If we can process all numCourses nodes, no cycle exists → return true.
public boolean canFinish(int numCourses, int[][] prerequisites) {
List<List<Integer>> adj = new ArrayList<>();
int[] indegree = new int[numCourses];
for (int i = 0; i < numCourses; i++) adj.add(new ArrayList<>());
for (int[] pre : prerequisites) {
int course = pre[0], prereq = pre[1];
adj.get(prereq).add(course); // prereq → course
indegree[course]++;
}
Queue<Integer> queue = new LinkedList<>();
for (int i = 0; i < numCourses; i++) {
if (indegree[i] == 0) queue.offer(i); // no prerequisites
}
int processed = 0;
while (!queue.isEmpty()) {
int course = queue.poll();
processed++;
for (int next : adj.get(course)) {
indegree[next]--;
if (indegree[next] == 0) queue.offer(next);
}
}
return processed == numCourses; // true if all courses were processable
}
DFS with 3-Color Marking
Use three states for each node:
- 0 — unvisited
- 1 — currently being processed (in the current DFS path)

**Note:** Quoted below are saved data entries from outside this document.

PR #450, opened 2022-04-12
v1 of Mozambique translation configuration

wadhwamatic:
This PR adds translation configuration for Mozambique
It also adds a new admin level data layer for population data

Screen Shot 2022-04-27 at 18 16 50


src/config/mozambique/translation.json
```diff
@@ -0,0 +1,96 @@
+{
+    "date_locale": "eu",
```
ericboucher, line 2: I don't have a really good idea on how to do it yet, but I think we should try and organize this file in sections.

// Application

// Layers and Legends

.../...

To make it a bit easier to navigate. What do you think?

wadhwamatic: good point. copying your suggestion from our conversation just now, comments could be added using something like:
“_application”: “section_comment”

will add this in the next iteration

PR #452, opened 2022-04-14
Fix Swagger bug with long line in sample parameters

ericboucher:
There was an issue with long sample request parameters. This PR ensures that they are considered as long strings and no 
"\n" gets inserted.

Before:
Screen Shot 2022-04-14 at 5 15 19 PM


ericboucher:
cc @vikhyatsharma

PR #453, opened 2022-04-15
Display temporal information from remote datasets

### LINKED ISSUE #121: Facilitate time-series data retrieval and visualization
PRISM users need to see trends for an Earth Observation product over time. For example, they would need to see how a precipitation measurement or NDVI has evolved over a season, or year-over-year. A clear example that PRISM needs to replicate can be found on WFP's DataViz platform, where the Seasonal Explorer allows a user to view Admin level data on an indicator over a specified period of time:
https://dataviz.vam.wfp.org/seasonal_explorer/rainfall_vegetation/visualizations

Key issues to look into:
1. With Open Data Cube as the primary data source for PRISM climate hazard data, the underlying data is stored as rasters
2. Can ODC efficiently serve an endpoint by way of the PRISM analysis API which aggregates the raster data over an Admin area, with multiple observations in a given time frame (ex: unique data points for every dekad in a 1-year period)
3. Would pre-processing of raster data to a tabular format provide a more scalable solution?

More issues on the UX in PRISM will follow..

JorgeMartinezG:
image

**How to test:**
- Select a layer which includes temporal information (10-day NDVI or 10-day rainfall estimate (mm))
- Click on any given admin boundary.

**note.** There is a provisional fix that replaces NaN values to null before doing response JSON parsing. Closes #121


wadhwamatic:
Great start @JorgeMartinezG! I see some 'stickiness' with the hover on admin areas to display the tooltip but if I remember correctly, this was resolved when we create a build.

I didn't expect to see a configuration of a new layer (layer name: "dataset") but rather an attribute for the existing layer. We could consider having an attribute in the individual layer, such as 'rfq_dekad' which includes a chart data source. But this is just a thought. Let's discuss next week. I'll also brief @ericboucher on this to get his thoughts. But also a reminder that this is likely a temporary solution until the Data Cube API is built out.

ericboucher:
Can we have a surge link for this?

A few thoughts:
- I agree with Amit that this feels like a config that should live within the layer instead
- I think that the dataViewer files should be as agnostic as possible, maybe receive data in a similar fashion than the Popup data. This way we should be able to re-use it for other use-cases, including river level data

JorgeMartinezG:
@ericboucher configuration is split in this commit: a9bac64213a6cd9682887cae1ce87df9e5fc8795

A surge deployment is found here: https://prism-chart-data.surge.sh/?hazardLayerId=ndvi_dekad_5&date=2022-04-01

cc @wadhwamatic

wadhwamatic:
Thanks @JorgeMartinezG. The new config makes a lot more sense to me. This looks good from my side. Over to @ericboucher for his input.

Reminder to resync with master

src/config/types.ts
```diff
@@ -265,6 +265,23 @@ type LayerStyleProps = {
   line: LinePaint;
 };
 
+type DatasetLevel = {
```
ericboucher, line 268: Can you add some docstring explaining the role of each item?

src/components/DataViewer/index.tsx
```diff
@@ -0,0 +1,142 @@
...
+        url: serverParams.url,
+        serverLayerName: serverParams.layerName,
+        selectedDate,
+      };
+
+      dispatch(loadDataset(datasetParams));
+    }
+  }, [id, boundaryProps, dispatch, serverParams, selectedDate]);
+
+  if (
```
ericboucher, line 55: It seems to odd to have to check all of these. If dataset is not null, surely the other datasetSelector items are not null?

Maybe you could simplify the logic. Otherwise let's use a list and "some" or "all" here to make it more readable

src/components/DataViewer/index.tsx
```diff
@@ -0,0 +1,142 @@
...
+        className={classes.adminButton}
+        onClick={() => dispatch(updateAdminId(adminId))}
+        size="small"
+        color="primary"
+        variant={id === adminId ? 'contained' : 'text'}
+      >
+        {level.name}
+      </Button>
+    ),
+  );
```
ericboucher, line 86: In the designs, it's not clear at first glance what the names are. Can we try and differentiate by level a bit more?

src/components/MapView/Layers/BoundaryLayer/index.tsx
```diff
@@ -28,32 +38,77 @@ function BoundaryLayer({ layer }: { layer: BoundaryLayerProps }) {
...
+  const { fillOnMouseMove, fillOnMouseLeave, fillOnClick } = isPrimaryLayer
     ? {
-        fillOnMouseEnter: (evt: any) => onToggleHover('pointer', evt.target),
+        fillOnMouseMove: onHoverHandler,
         fillOnMouseLeave: (evt: any) => onToggleHover('', evt.target),
         fillOnClick: onClickFunc,
       }
     : {
-        fillOnMouseEnter: undefined,
+        fillOnMouseMove: undefined,
```
ericboucher, line 111: I am not a fan of changing this behavior to onHover. In addition, this breaks how we display the results of analysis layers in popups

ericboucher:
This is starting to look good. However:
- Not a fan of the onHover behavior and find it quite distracting
- This is breaking the normal popup behavior, eg. for analysis results


Instead, maybe we could keep the onClick behavior for the popup and add a button in the popup to load the chart? What do you think?

ericboucher:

- 2 — fully processed (safe, no cycle through this node)
If during DFS we encounter a node with state 1, we've found a cycle.
public boolean canFinish(int numCourses, int[][] prerequisites) {
List<List<Integer>> adj = new ArrayList<>();
for (int i = 0; i < numCourses; i++) adj.add(new ArrayList<>());
for (int[] pre : prerequisites) {
adj.get(pre[1]).add(pre[0]);
}
int[] state = new int[numCourses]; // 0=unvisited, 1=visiting, 2=done
for (int i = 0; i < numCourses; i++) {
if (state[i] == 0 && hasCycle(i, adj, state)) return false;
}
return true;
}
private boolean hasCycle(int node, List<List<Integer>> adj, int[] state) {
state[node] = 1; // mark as visiting
for (int neighbor : adj.get(node)) {
if (state[neighbor] == 1) return true; // back edge → cycle
if (state[neighbor] == 0 && hasCycle(neighbor, adj, state)) return true;
}
state[node] = 2; // mark as fully processed
return false;
}
- Time: O(V + E) — V = numCourses, E = prerequisites.length.
- Space: O(V + E) — adjacency list + indegree/state array.